Nebraska lawmakers passed a bill in 2017 that requires probation officers to use graduated response sanctions and incentives for juveniles who violate the terms of their probation. One goal of LB 8 is to prevent young people from being sent to detention for minor technical violations. The new law also added a requirement that, following a probation violation, a juvenile’s probation officer must be seeking revocation of probation before a county attorney can file a motion to do so.
In 2017, North Dakota lawmakers passed a suite of bills that aim to curb the state’s correctional costs, reform its probation and parole systems, and increase access to community-based behavioral health programs. SB 2015, HB 1041, and HB 1269 were the product of a justice reinvestment study authorized two years ago by the North Dakota Legislative Assembly. The CSG Justice Center assisted  state policymakers in this study by reviewing the factors behind North Dakota’s rising prison population.
In November 2017, Ohio’s Criminal Justice Reinvestment Committee held its first meeting, where The CSG Justice Center presented a study on recent criminal justice system trends and committee members discussed potential areas to explore over the course of the project. This bipartisan group of policymakers is focusing on new challenges in Ohio related to violent crime and opioid use, as well as persistent issues related to probation supervision, sentencing and prison costs.

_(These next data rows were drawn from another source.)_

PR #20927, opened 2017-10-16
Re #19126: Fixed LoadDialog crash by disabling ok button while updating dialog.

### LINKED ISSUE #19126: Exception/crash when `Load Dialog` is updating itself
An unexpected exception/crash can occur if the user tries to load a file while the `Load Dialog` is still in the process of automatically updating the file path and/or `OutputWorkspace` name from an input search string such as "OFFSPEC39347".

This was found while working on #18829 

### Expected behavior
Mantid should not crash or throw an unexpected exception

### Actual behavior
Mantid crashes or throws an unexpected exception

- Go to `Load -> File`
- In the `Load File` dialog, type `OFFSPEC39347` in the `File` box.
- Press `Tab` twice followed by `Enter`.

Mantid will usually catch an unexpected exception, or sometimes crash. It depends a bit on the timing. I think you need to have hit Enter (or pressed the `Run` button) before the `OutputWorkspace` box has been updated. The crash seems to happen if you hit Enter more than once and the exception if you hit it only once.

Low-level drug offenders in South Dakota who undergo substance abuse treatment and successfully complete one year of probation or parole may be eligible for a reduced supervision sentence under legislation enacted in 2017. The goal of SB 117 is to address South Dakota’s methamphetamine problem and allow the state’s probation resources to be directed toward high-risk drug offenders.
Last summer, a federal judge in Wisconsin ordered the state’s Department of Corrections to make a series of changes at its juvenile facilities, including reducing the use of solitary confinement and pepper spray on inmates. In part, the injunction barred the state from placing youth in solitary confinement for minor infractions or nonviolent offenses and limited the maximum length of placement in solitary confinement to seven days.